Во всех трех странах гражданские войны ускорили модернизацию экономической структуры общества. В данном смысле гражданские войны оказались инструментом исторического прогресса. Доказать противоположное вряд ли возможно.
Однако выше было показано варварское и антидемократическое содержание такого исторического инструмента. Гражданские войны оставили потомству зловещий монумент политического разъединения общества, отравленного подозрительностью; долго не сменявшийся и потому развращенный государственный аппарат (особенно в США)[334]
; правовую дискриминацию и бытовое унижение побежденных, массовое их изгнание или вытеснение из пределов отечества.Подобное многоликое деструктивное наследие было довольно скоро преодолено в Штатах, но оказалось цепким и живучим в нашем отечестве и в Испании.
При первом взгляде на историю США соотношение импульсов к примирению «сверху» и снизу» кажется сбалансированным – они словно выступали в связке. Впрочем, в первое десятилетие после капитуляции южан главные примирительные импульсы все же исходили «сверху», причем единой позиции у руководства страны после гибели президента Линкольна не было, чем и объяснялись отступления от линии на примирение на рубеже 1860‑х и 1870‑х годов. Столкновения между ветвями власти по данной проблеме порой принимали форму и характер острого политического противоборства. Олицетворением неумолимости выступал конгресс и суды, тогда как глава исполнительной власти после первой порции репрессий олицетворял настрой толерантности. Рычагами примирения «сверху» сначала были многочисленные индивидуальные президентские помилования. Затем «количество перешло в качество» – в широкомасштабные амнистии конгресса. «Снизу» с некоторым опозданием последовали инициативы, исходившие из среды военно-ветеранских и женских объединений. Лет через двадцать после Аппоматокса примирение стало комбинированным. Сутью плодотворных народных инициатив стало общение бывших врагов, из которого чаще рождается понимание и прощение нежели месть или отчуждение. Напрашивается вывод: наследие человечного и вместе с тем расчетливого Линкольна выдержало удары справа и слева.
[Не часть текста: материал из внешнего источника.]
PR #4033, opened 2018-09-27
Optimized event based hazard task distribution

micheles:
The trick is to start computing the GMFs as soon as the first block of ruptures is available and not after the last block has arrived. This makes a significant difference when there are slow tasks. For instance for a calculation for Colombia by Catarina the total runtime goes down from 2268 seconds to 1863 seconds (18% better). Also, less memory is needed in the controller node (15% less in that example) and 11 lines of code were removed ;-)


ptormene:
Liar! +69 −72 = (only) -3 lines of code... not -11!

PR #4041, opened 2018-09-29
Using Python 3.6 __init_subclasses__ hook

micheles:
Thanks to this feature of Python 3.6 I was able to remove the metaclass MetaGSIM. @mmpagani will be happy because now the regular instantiation syntax `GSIM(value)` works again (before the metaclass magic forced the user to use the syntax `GSIM(name=value)`.

@daniviga after this PR the engine will stop working with Python 3.5.


micheles:
Yes, but let me do that in a separate PR.

Issue #3748, opened 2018-05-31
More work on the Aristotle project


micheles:
- [x] make it possible to import vulnerability functions and fragility functions together in scenario_hazard
- [ ] add an example for scenario_damage with noDamageLimit = 0 and != 0
- [x] make it possible to disable spatial correlation on demand
- [x] fix the download of uncertainty.xml.zip when the archive has an unexpected but usable format
- [ ] add a test for spatial_correlation=full
- [x] investigate the interpolation_error discovered by Petros
- [ ] add a test for cutoffed GMFs (i.e. for shakemap_id = usp0008ssb)
- [ ] add a way to disable site amplification
- [ ] add an output for the total damage distributions, similar to agglosses

micheles:
Let's close this since we have #9227

PR #4043, opened 2018-10-01
Renamed the composite_risk_model dataset into fragility or vulnerability

micheles:
This is preliminary to be able to store fragility and vulnerability functions at the same time, see https://github.com/gem/oq-engine/issues/3748

### DIFF
--- a/openquake/calculators/extract.py
+++ b/openquake/calculators/extract.py
@@ -480,8 +480,9 @@ def build_damage_dt(dstore, mean_std=True):
        a composite dtype loss_type -> (mean_ds1, stdv_ds1, ...) or
        loss_type -> (ds1, ds2, ...) depending on the flag mean_std
     """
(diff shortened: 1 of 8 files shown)


openquake/calculators/extract.py
```diff
@@ -552,3 +551,12 @@ def extract_mean_std_curves(dstore, what):
     for imt in getter.imtls:
         yield 'imls/' + imt, getter.imtls[imt]
         yield 'poes/' + imt, arr[:, getter.imtls(imt)]
+
+
+@extract.add('composite_risk_model.attrs')
+def crm_attrs(dstore, what):
+    """
+    Yield imls/IMT and poes/IMT containg mean and stddev for all sites
```
ptormene: Please fix the docstring

micheles: Done

PR #4050, opened 2018-10-04
20181004 ceus

mmpagani:
This PR adds: 
1. The parameters required by the NRCan15SiteTerm modified GMPE, namely the reference soil condition. 
2. A modified version of the Atkinson and Macias (2009) GMPE for subduction interface earthquakes. This GMPE is modified following what proposed in Atkinson and Adams (2013).


mmpagani:
@micheles I think I covered all the notes. I also added a test to make sure an exception is raised.

raoanirudh:
@mmpagani, the reference soil condition needs to be specified also for the ToroEtAl2002 GMPE

mmpagani:
@raoanirudh where are you using ToroEtAl02 in the LT I sent you?

PR #4053, opened 2018-10-05
Reduce the risk model to the taxonomies present in the exposure

micheles:
In the case of British Columbia the model is reduced from 7260 to 104 taxonomies. This has an huge benefit on the data transfer that goes down from 60 GB to 1.3 GB (46x improvement). The workers are no  more waiting from the data to arrive.


micheles:
Assigned as post-mortem review

PR #4059, opened 2018-10-10
Reduced the site collection instead of just filtering it

micheles:
Things become simpler and there is no need for the LargeExposureGrid check; also disk space and memory are saved. The numbers may change slightly in the case of GMF-correlation because of the
line
```python
            stddev_intra = numpy.matlib.repmat(
                stddev_intra, len(sites.complete), 1)
```
and now the complete site collection can be shorter than before.This is not a problem because we never use correlation in the global models, and the GMF computation is tricky anyway (even without this change removing a site is changing the GMFs on all other sites).

PS: this PR also fixes a bug in event based.  In this case the source filter is defined as

```python
SourceFilter(self.sitecol.complete, oq.maximum_distance, self.hdf5cache)
```
so in master it is NOT filtering sources that should be filtered. This explain why event_based/case_16 produces less ruptures than before and why I had to increase the maximum_distance to 300 km to avoid filtering out everything.


micheles:
Post-mortem review

Issue #4151, opened 2018-11-07
Do not split the sources in event based


micheles:
In the classical calculator it is of paramount important to split the sources, so that the tasks can be distributed equally. In event based this used to be important too, but due the improvements of the last weeks now we can afford *not to split* the sources. Then the slow tasks will be dominated by sources with a slow `.iter_ruptures()` (typically an AreaSource with small discretization spacing or a ComplexFaultSource with small mesh spacing) but usual such sources can be run in minutes, unless the parameters are very wrong. Not splitting the sources makes it possible to devise new and more efficient strategies of sampling.
Some caveats are in order:

1. due to numerical errors, not splitting the sources will give (slightly) different numbers and lots of tests will have to be fixed
2. the splitting is done in the `split_filter` procedure; by removing it we will also remove the prefiltering; this means that we will lose the reduction of the logic tree, which has to be restored somewhere else
3. the filtering will still be done, but in the `event_based.sample_ruptures` tasks, not in `split_filter`
4. the logic tree reduction for missing TRTs will keep working as before, since it is done at an early stage.

*Interesting consequence 1*: running the Chile with full enumeration will give the error
```python
ValueError: There are too many potential logic tree paths (324) use sampling instead of full enumeration
```
because there is no more logic tree reduction from 324 to 54 realizations and I have recently added a limit on the maximum number of realizations in full enumeration (only for event based). By increasing `max_potential_paths` one can circumvent the error, ~but then the performance will be poor because 324 realizations will be considered~.

*Interesting consequence 2*: ~OQ_SAMPLE_SOURCES will not work anymore because the feature is inside split_filter~ (will work again because the feature is now inside `get_source_models` too).

*Interesting consequence 3*: by removing the splitting ~we will lose the minimum_magnitude feature,
which is implemented in `calc.filters.split_sources`~.

**The case of many SES**
Normally risk calculations have parameters like ses=1, years=10,000, however in some model the hazard  requires a specific investigation time (usually 1 year) and so the risk model is forces to use 10,000 ses or so. In this situation the calculation is dominated by the sampling, not by `.iter_ruptures()`, and the slow tasks can become a lot slower. However, thanks the recent improvement in https://github.com/gem/oq-engine/pull/4172, the problem disappears if the sources are not split.

PR #4338, opened 2019-01-08
Not splitting the sources in event_based

micheles:
I did not want to make this change in the middle of the global risk model calculations, but now it is the time to do it. With this approach the sources are not split (closes https://github.com/gem/oq-engine/issues/4151) and the seeds are build differently, resulting in huge speedups when there are lots of SES and/or samples.


micheles:
LGTM

PR #4352, opened 2019-01-11
Tl16

rcgee:
While preparing the new Italian National Hazard model, INGV noticed that some models within the tusa_langer_2016.py GMPE mistakenly used frequency values as periods in the coefficient tables. This bug was present in the the epicentral models, but not the hypocentral model. 

The values have been corrected in the GMPE and in the verification tables.


daniviga:
Does this needs backport to 3.3? @micheles

micheles:
This is a question for @mmpagani

daniviga:
> I don’t think it’s necessary. Recently they run calculation from master.

No, they don't. They are running a "feature frozen" nightly build which _is_ 3.3 in practice, but they must be brought back to stable ASAP (the effort to keep them on unstable is too high).

micheles:
LGTM on my part, if @mmpagani is happy. Please update the changelog.

Issue #4348, opened 2019-01-10
The aggregated loss curves must be computed from the aggregate losses, not by aggregating the loss curves


micheles:
Says @raoanirudh:

> Indeed, the algorithm for computing the loss curves by tag needs to be corrected in the engine. To get the 200-year loss for occupancy=COM, say, the engine is currently simply summing the 200-year loss for all assets that belong to the tag-group occupancy=COM. This leads to losses for each return period much larger than expected for the country. We are summing the 200-year loss for Veneto with the 200-year loss for Sicily, although they're most likely coming from very different events. 

> Instead, the engine should create an event loss table for each tag-group (this table will contain for each event, the sum of the losses coming from all assets that belong to the tag-group), sort the event losses in descending order, and obtain the losses corresponding to the different return periods for the tag-group in the same way as is done for the aggregate loss curves.

> @Michele Simionato, a quick test would be to compare the value for the occupants loss (for any return period) between the aggregate loss curves file (eg: https://gitlab.openquake.org/risk/global_risk_model/Europe/blob/master/Risk/Italy/agg_loss-mean.csv#L9) and the loss curves by occupancy file for occupancy=Res (eg: https://gitlab.openquake.org/risk/global_risk_model/Europe/blob/master/Risk/Italy/curves_by_tag-occupancy-mean.csv#L37). The values in the two files should be identical for all return periods.

My plan is to remove the support for loss curves and maps from the event_based_risk calculator and use a brand new ebrisk calculator when computing the aggregate loss curves and maps is required. The ebrisk calculator should be simpler than the current calculator powerful enough for the global risk model purposes. In particular it must be able to compute

- [x] losses_by_event
- [x] loss_curves
- [x] loss_maps
- [x] avglosses_by_rlz

and at the same time

- [x] use little memory

My analysis shows that ebrisk calculator is a lot more efficient than event_based_risk, but there may be slow tasks :-(

micheles:
The test suggested by Anirudh passes apart from minor numerical differences due to the 32 bit precision.

PR #4354, opened 2019-01-12
Implemented avglosses_by_rlz in ebrisk

micheles:
Another step for https://github.com/gem/oq-engine/issues/4348.


micheles:
LGTM

PR #4355, opened 2019-01-12
Ordered the events by realization

micheles:
This makes the ebrisk calculator a lot faster when building the losses by realization, loss curves and maps (measured speedup 100x with 1.5 GB of data and 81 taxonomies, but it can be a lot more). In case of asset correlation the numbers will be different because there is a different epsilon<->eid association (again, this association is arbitrary, akin to a change of master_seed, so there is no issue there).


micheles:
LGTM

Issue #4356, opened 2019-01-12
The GMF csv exported should also export the event IDs


micheles:
Exporting the event IDs was a bad idea, since the export will change if I change the order in which events 
are stored (a thing I want to do in engine 3.4). The fix should be backported to engine 3.3 if possible.

PR #4357, opened 2019-01-12
Fixed the GMF export to export the event IDs again

micheles:
In this way the export becomes robust if in a future version of the engine I change the ordering of the events table. Closes https://github.com/gem/oq-engine/issues/4356.


micheles:
LGTM

PR #4359, opened 2019-01-14
Changed the agg_curves exporter

micheles:
In such a way that it can be generalized to multiple tags, so that aggregate loss curves and maps can be exported from an ebrisk calculation. Another step towards https://github.com/gem/oq-engine/issues/4348.


micheles:
LGTM

PR #4363, opened 2019-01-15
Reading the exposures in parallel

micheles:
For instance in the case of Europe there are 46 exposures. By reading in parallel the import time goes down from 9 minutes to 2 minutes, which is a decent speedup.


micheles:
LGTM

PR #4367, opened 2019-01-17
Shutdown the processpool after parallel_split_filter

micheles:
This saves a bit of memory. For the Australia calculation it means ~16 GB on wilson, better than nothing, but not enough to run the full calculation.


micheles:
LGTM

PR #4372, opened 2019-01-20
Speed-up store_source_info [aka Australia runs!]

micheles:
The reason why the Australia calculation (but also the calculation for Italy by the INGV) fails is that the controller node is too slow: too much data comes from the workers, it is not saved fast enough, goes into the zmq queue and eventually the master node runs out of memory. The good news is that the aggregation of the hazard curves is fast, the problem is only in the function `store_source_info` which is 20x slower and which is used only for information purposes. The solution is easy: do not call for each task result, but only at the end, a single time.


micheles:
LGTM

PR #4373, opened 2019-01-20
Tl16 fix coeff

rcgee:
After noticing an anomalous-looking spike in the response spectra of the TusaLanger2016RepiBA08SE model at T=0.14s, we contacted the authors who found a mistake in one of the coefficients in the publication. It has now been updated according to the authors suggestion in the GMPE and test tables.


micheles:
I guess this is important for the INGV again, right?

rcgee:
@micheles Yes, this GMPE is important for INGV. Although, I do not know which model they are specifically using (TusaLanger2016RepiBA08SE or one of the others). I asked, but have not heard back yet.

PR #4374, opened 2019-01-21
Fixed a bug in scenario_damage from ShakeMap with noDamageLimit=0

micheles:
Added a test and converted the script `utils/shakemap` into a command `oq download_shakemap`.


VSilva:
LGTM

PR #4376, opened 2019-01-21
Remove risk stats

micheles:
The risk stats that are currently implemented in the engine are actually hazard stats. It is better to remove the confusion now, before implementing a logic tree for the risk functions (i.e. real risk statistics).


raoanirudh:
The epistemic uncertainty in the hazard (modeled through the source and gsim logic trees) gets propagated to the risk. Although the engine doesn't provide a way to model the epistemic uncertainty in the exposure or vulnerability yet, it is still quite valuable to be able to export the quantiles for the risk results.

raoanirudh:
Won't that end up being more confusing, though, if the user has to write `quantile_hazard_curves` in the risk job file in order to produce the quantile loss curves?

micheles:
Right, so now the user can specify "mean" and "quantiles" and all the statistics will be computed (hazard curves if any, avglosses if any, loss curves is any, loss maps if any, etc).

raoanirudh:
@micheles, this change needs to be reflected in the manual

PR #1513, opened 2024-01-17
feat: Removes pyo3 and derives tokens directly in Rust

tarikeshaq:
## Description
We were using pyo3 in two places to call into Python code:
1. When verifying an FxA oauth access token, calling into [PyFxA](https://github.com/mozilla/PyFxA)'s [verify_token](https://github.com/mozilla/PyFxA/blob/6c3f803b3c27c665f417b0c5bd3ca79add8e2027/fxa/oauth.py#L257) function - to verify an oauth token, which would first try to validate the token directly using a JWK stored in our environment variables, or otherwise it would trigger a `/v1/verify/` call on FxA's oauth server, asking FxA to verify for us
2. When generating a new Token to be used against storage server, we called into [tokenlib](https://github.com/mozilla-services/tokenlib)'s [`make_token`](https://github.com/mozilla-services/tokenlib/blob/91ec9e2c922e55306eddba1394590a88f3b10602/tokenlib/__init__.py#L96) and [`get_derived_secret`](https://github.com/mozilla-services/tokenlib/blob/91ec9e2c922e55306eddba1394590a88f3b10602/tokenlib/__init__.py#L158)

This PR replaces both usages of pyo3 with Rust code implemented directly in the tokenserver.

## Testing
I've tested a local firefox connected to FxA's stage, and my local environment with tokenserver and syncstorage and verified that:
- Tokenserver can verify tokens properly if given the JWK's in its env variables
- Tokenserver can send the network request properly to FxA when it cannot verify the token locally (think FxA rotated their JWKs)
- Tokenserver can issue tokens, and those tokens can be used correctly for sync against syncstorage

My local firefox syncs successfully with the changes in this PR, however, **Out of abundance of caution we should run end-to-end tests and deploy this first on a canary if we plan to take it**

## TODOs
- [x] Add unit tests for both `verify` and `get_token_and_derived_secret`
   - [x] verify
   - [x] token generation
- [x] Document the hidden policies here so they're not hidden, eg: how the tokenserver tokens are derived, and how it validates the FxA access token, this was documented in the code for now as doc strings on a public API

## Issue(s)

Closes [SYNC-3528](https://mozilla-hub.atlassian.net/browse/SYNC-3528).

[SYNC-3528]: https://mozilla-hub.atlassian.net/browse/SYNC-3528?atlOrigin=eyJpIjoiNWRkNTljNzYxNjVmNDY3MDlhMDU5Y2ZhYzA5YTRkZjUiLCJwIjoiZ2l0aHViLWNvbS1KU1cifQ


Dockerfile
```diff
@@ -38,7 +38,6 @@ RUN \
     # https://dev.mysql.com/doc/mysql-apt-repo-quick-guide/en/#repo-qg-apt-repo-manual-setup
     apt-get -q update && \
     apt-get -q install -y --no-install-recommends libmysqlclient-dev cmake golang-go python3-dev python3-pip python3-setuptools python3-wheel && \
-    pip3 install -r requirements.txt && \
```
tarikeshaq, line 41: I'm not sure about the changes to the dockerfile here, so someone more familiar with the whole setup should take a look!

tokenserver-auth/src/crypto.rs
```diff
@@ -0,0 +1,37 @@
...
+            .map_err(|_| TokenserverError::internal_error())?;
+        Ok(okm.to_vec())
+    }
+
+    fn hmac_sign(&self, key: &[u8], payload: &[u8]) -> Result<Vec<u8>, Self::Error> {
+        let mut mac: Hmac<Sha256> =
+            Hmac::new_from_slice(key).map_err(|_| TokenserverError::internal_error())?;
+        mac.update(payload);
+        Ok(mac.finalize().into_bytes().to_vec())
+    }
```
tarikeshaq, line 36: This will require a careful review since they're trying to do crypto!

tokenserver-auth/src/lib.rs
```diff
@@ -75,36 +57,37 @@ impl Tokenlib {
...
+        token_bytes.extend_from_slice(&signature);
+        let token = base64::engine::general_purpose::URL_SAFE.encode(token_bytes);
+        // Now that we finialized the token, lets generate our per token secret
+        let mut info = Vec::with_capacity(HKDF_INFO_DERIVE.len() + token.as_bytes().len());
+        info.extend_from_slice(HKDF_INFO_DERIVE);
+        info.extend_from_slice(token.as_bytes());
+
+        let per_token_secret = crypto_lib.hkdf(shared_secret, Some(salt.as_bytes()), &info)?;
+        let per_token_secret = base64::engine::general_purpose::URL_SAFE.encode(per_token_secret);
+        Ok((token, per_token_secret))
```
tarikeshaq, line 90: Ditto a careful review of this, this is a fairly mechanical translation from tokenlib, but is still calling into crypto bits

tokenserver-auth/src/oauth.rs
```diff
@@ -27,69 +39,97 @@ pub struct VerifyOutput {
...
+        let url = Url::parse(&self.server_url).map_err(|_| TokenserverError::internal_error())?;
+        let url = url
+            .join("v1/jwks")
+            .map_err(|_| TokenserverError::internal_error())?;
+        client
+            .get(url)
+            .send()
+            .await
+            .map_err(|_| TokenserverError::internal_error())?
+            .json::<Vec<Jwk>>()
```
tarikeshaq, line 130: note to self, this is not right, the response is a json in the shape:
```json
{
  "keys": []
}
```

Cargo.toml
```diff
@@ -38,7 +38,9 @@ docopt = "1.1"
 env_logger = "0.10"
 futures = { version = "0.3", features = ["compat"] }
 hex = "0.4"
+hmac = "0.12"
 http = "0.2"
+jsonwebtoken = "9.2"
```
tarikeshaq, line 43: Note I'm introducing a dependency here, jsonwebtoken is widely used, with over 14 Million downloads (https://crates.io/crates/jsonwebtoken).

However, jsonwebtoken does pull in [`ring`](https://crates.io/crates/ring/) directly. That might be okay, because rustls is already in our dependency tree and it depends on `ring` for crypto but wanted to make sure this is called out explicitly. There are other options to validate jwks natively in Rust if we go another direction although might be a tad bit more painful to implement

Cargo.lock
```diff
@@ -1789,6 +1785,21 @@ dependencies = [
...
+[[package]]
+name = "jsonwebtoken"
+version = "9.2.0"
+source = "registry+https://github.com/rust-lang/crates.io-index"
+checksum = "5c7ea04a7c5c055c175f189b6dc6ba036fd62306b58c66c9f6389036c503a3f4"
+dependencies = [
+ "base64 0.21.5",
+ "js-sys",
+ "pem",
+ "ring 0.17.7",
```
tarikeshaq, line 1797: note to self that jsonwebtoken's requirment for ring and serde is not the same as what's already in here, might need some version bumping somewhere

tools/integration_tests/tokenserver/test_e2e.py
```diff
@@ -215,14 +215,14 @@ def test_valid_oauth_request(self):
...
+        payload_dict = json.loads(payload_str)
         # The `id` payload should include a field indicating the origin of the
         # token
         self.assertEqual(payload_dict['tokenserver_origin'], 'rust')
         signing_secret = self.TOKEN_SIGNING_SECRET
-        expected_token = tokenlib.make_token(payload_dict,
-                                             secret=signing_secret)
-        expected_signature = urlsafe_b64decode(expected_token)[-32:]
+        tm = tokenlib.TokenManager(secret=signing_secret)
+        expected_signature = tm._get_signature(payload_str.encode('utf8'))
```
tarikeshaq, line 225: This was fun to track down, the `tokenlib.make_token` serializes its input to json using [`json.dumps`](https://github.com/mozilla-services/tokenlib/blob/91ec9e2c922e55306eddba1394590a88f3b10602/tokenlib/__init__.py#L108).

Turns out `json.dumps` keeps some spaces in the serialized json, so if `serde_json` would have spit out `{"foo":"bar"}`, `json.dumps` dumps `{"foo": "bar"}` note the extra space!

So the extra spaces end up making it so that my implementation produces different signatures!

tarikeshaq:
Alrighty this should be in a good stage for a first-round review 

@jrconlin @pjenvey I know there is a lot going in the autopush world, so no rush getting to this - it is **not** urgent and I wouldn't want to interrupt your flow over there but I'll keep my eye on the patch for when ya'll get the time

tokenserver-auth/src/lib.rs
tarikeshaq: Also note to self to add some tests with test vectors that verify that a token generated using this function, can have its signature verified by any party that also has the signing secret

tokenserver-auth/src/oauth.rs
```diff
@@ -100,69 +213,28 @@ impl VerifyToken for Verifier {
     /// Verifies an OAuth token. Returns `VerifyOutput` for valid tokens and a `TokenserverError`
     /// for invalid tokens.
     async fn verify(&self, token: String) -> Result<VerifyOutput, TokenserverError> {
```
tarikeshaq, line 215: Ditto for myself to test with test vectors here that generate a key pair, generate an access token JWT using the private key, then sets the public key as the `Verifier`'s `jwks` - the tests should cover all of:
- Invalid signatures from all the jwks is an invalid credentials error
- No keys, or improperly formatted token falls back to triggering requests to FxA
   - We trust FxA's word on it if it returns valid claims
   - We also return an invalid credential error if any error is returned from the FxA request
- Expired tokens are an invalid credential error right away
- If we don't have any keys in our environment, we call FxA's `v1/jwks` to get keys
- Test the OK case of verifying the token against the right JWKs
- Make sure that even if the tokens are OK, if the claims don't include the sync scope we also return an incorrect credentials error

tokenserver-auth/src/lib.rs
```diff
@@ -1,17 +1,21 @@
...
-use pyo3::{
-    prelude::{IntoPy, PyErr, PyModule, PyObject, Python},
-    types::IntoPyDict,
-};
+use rand::RngCore;
 use serde::{Deserialize, Serialize};
 use tokenserver_common::TokenserverError;
 
+const HKDF_SIGNING_INFO: &[u8] = b"services.mozilla.com/tokenlib/v1/signing";
+const HKDF_INFO_DERIVE: &[u8] = b"services.mozilla.com/tokenlib/v1/derive/";
```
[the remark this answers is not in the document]
jrconlin: Can you add that comment to the code before the `const` declarations? That would be useful for folk in the future.

tokenserver-auth/src/lib.rs
jrconlin: I'm not sure how feasible it might be, but one of the things we did with Autopush was take a value generated using the old python code and see if we can match that value using rust. (e.g. you could generate a signature using a set of known values using the existing python and validate the rust by producing a matching signature, using the same values as inputs.)

tokenserver-auth/src/crypto.rs
```diff
@@ -0,0 +1,135 @@
...
+            Hmac::new_from_slice(key).map_err(|_| TokenserverError::internal_error())?;
+        mac.update(payload);
+        mac.verify_slice(signature)
+            .map_err(|_| TokenserverError::internal_error())?;
+        Ok(())
+    }
+}
+
+#[derive(Debug, thiserror::Error)]
+pub enum OAuthVerifyError {
```
jrconlin, line 53: Should we add a `ReportableError` trait to this so that we can get metrics? 

Looks like this gets eaten by `VerifyToken::verify()`, but might be good to track a few errors to catch any anomalies. (e.g. `InvalidKey` or `DecodingError`)

tarikeshaq: That's a great idea! One thing I wanted to do is track why tokenserver is seemingly hitting FxA often, and tracking those errors will get us exactly there - I'll give adding that trait a shot

tokenserver-auth/src/lib.rs
tarikeshaq: That's a great suggestion, I think that's what the end-to-end tests were trying to do in https://github.com/mozilla-services/syncstorage-rs/pull/1513#discussion_r1456756218

The signatures didn't match at first, but I debugged it was because the python library's json serializer keeps extra spaces that `serde_json` doesn't 😬 Calling the python library's signature function does create matching signatures and the end-to-end tests pass

Cargo.lock
tarikeshaq: Closing the loop here, looks like when we bumped our version on actix, we pulled ring 0.17 - and the only dependant of ring 0.16, which keeps it in our dependency tree is `hawk`. Looking at `hawk`'s main, [they already have the right version of `ring` on their main branch](https://github.com/taskcluster/rust-hawk/blob/41f435cbaf31994f1f655dcefa7434079d221fa4/Cargo.toml#L29) so they just need to cut a release to get rid of the duplicate dependency

tarikeshaq: FWIW I asked the taskcluster folks if they could cut a new release for `hawk` so we can eliminate that dependency

tarikeshaq: https://github.com/mozilla-services/syncstorage-rs/pull/1516 fixes this!

jrconlin (commented):
Still going through the tests for oauth.rs

ethowitz:
Just stopping by to say this is awesome and I'm glad it's happening 🎉

tarikeshaq:
This is why I love working in the open - Great to see you @ethowitz!!

tokenserver-auth/src/oauth.rs
```diff
@@ -24,145 +50,485 @@ pub struct VerifyOutput {
...
+        let url = self
+            .server_url
+            .join("v1/verify")
+            .map_err(|_| TokenserverError::internal_error())?;
+        Ok(client
+            .post(url)
+            .json(&VerifyRequest { token })
+            .send()
+            .await
+            .map_err(|_| TokenserverError::invalid_credentials("Unauthorized".to_string()))
```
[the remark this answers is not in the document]
tarikeshaq: Yeah, that's a great call out - both here and the other errors we were eating up! I added context to the tokenserver errors, which if I understand how this is setup correctly, will make it way to sentry or logs depending on the type of the error

jrconlin:
Part of me would love to put the python replacement stuff behind a feature flag, maybe break the functions out of  `tokenserver-auth/lib.rs` and into either `lib-py.rs` or `lib-rs.rs` (same with `oauth.rs`) and bring them in via a flag? That would let us land this code but keep it out of production use while it gets reviewed. 

Fortunately a _LOT_ of this PR is general cleanup.

tokenserver-auth/src/crypto.rs
```diff
@@ -0,0 +1,152 @@
...
+    fn hmac_verify(&self, key: &[u8], payload: &[u8], signature: &[u8]) -> Result<(), Self::Error>;
+}
+
+/// An implementation for the needed cryptographic using
+///    the hmac crate for hmac and hkdf crate for hkdf
+pub struct CryptoImpl {}
+
+impl Crypto for CryptoImpl {
+    type Error = TokenserverError;
+    fn hkdf(&self, secret: &str, salt: Option<&[u8]>, info: &[u8]) -> Result<Vec<u8>, Self::Error> {
```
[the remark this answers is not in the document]
tarikeshaq: Yeah the difference is the hawk function we're looking at is generating the Hmac key, which happens (in `hmac_sign` for us, and unlike hawk we hard-code the algorithm to be sha256, although we could expand the API if the use case comes!)

We end up using a salt here in the HKDF for the per-token secret, using the salt that is randomly generated and inserted into the token. That all said, a lot of this is out of my comfort zone and I tried to keep it true to what the python was doing and not re-invent anything

tarikeshaq:
Thank you @jrconlin!! I like the suggestion of using rust features for this so it's safer (also easier to rollback and canary, etc etc)

I went ahead and moved the python implementation behind a rust feature, and removing that feature will have the Rust implementation

tarikeshaq:
(the ci failures are unrelated and should be fixed in #1518 )

jrconlin (dismissed):
Oh, awesome! You were able to break the python bit into it's own feature.

jrconlin (approved):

В Испании примирительные импульсы шли главным образом «сверху» – по каналам государственной политики военной диктатуры. В нашей стране они проистекали преимущественно «снизу». Концентрация власти в руках каудильо-генералиссимуса и закрытость авторитарно-персоналистского режима создавала видимость «народного безмолвия» и единой политики правящих верхов. Такие политико-правовые действия, как смягчения приговоров и политические амнистии, в арсенале испанской диктатуры, как мы видели, имелись, но они находили крайне ограниченное применение и потому были трудноразличимыми; далеко не все исследователи-испанисты упоминают о них. Темпы продвижения данной страны к примирению были гораздо ниже в сравнении со Штатами. И все же движение в данном направлении происходило, пожалуй, плавно – по крайней мере, без зигзагов и перечеркивания только что достигнутого. Испанский диктатор постепенно стал способным на выведение средней линии между непримиримым «бункером» и столь же непримиримой эмиграцией.
Особенностью процесса стала роль трех факторов, среди которых были:
– во-первых, эволюция позиции католической церкви, являвшейся неотъемлемой частью механизма диктатуры;
– во-вторых, изменение настроя политической эмиграции, которая отсекла экстремистские фланги и преодолела застарелую вражду, царившую в отношениях между монархистами и республиканцами, между марксистами и либералами;
– в-третьих, внепартийный легитимный наследник королевского престола, а затем монарх (в американском и русском вариантах все данные факторы отсутствовали).